__Task requirements__
Please write out, exactly as they appear, the line containing "In general i" and every line after it to the end of the records, and nothing more.

(Exercise material begins)

PR #3, opened 2017-02-14
improve concision and scan-ability of readme. add about section.

cavvia:
There's a number of formatting fixes here too. 

In general i think there's no need to discuss cli command options in depth here as using the `--help` option will be far more practical and it complicates the readme. Just an overview of the avail commands is good enough.


izakp:
Thanks! 👍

(Exercise material ends)

__Your response__
In general i think there's no need to discuss cli command options in depth here as using the `--help` option will be far more practical and it complicates the readme. Just an overview of the avail commands is good enough.


izakp:
Thanks! 👍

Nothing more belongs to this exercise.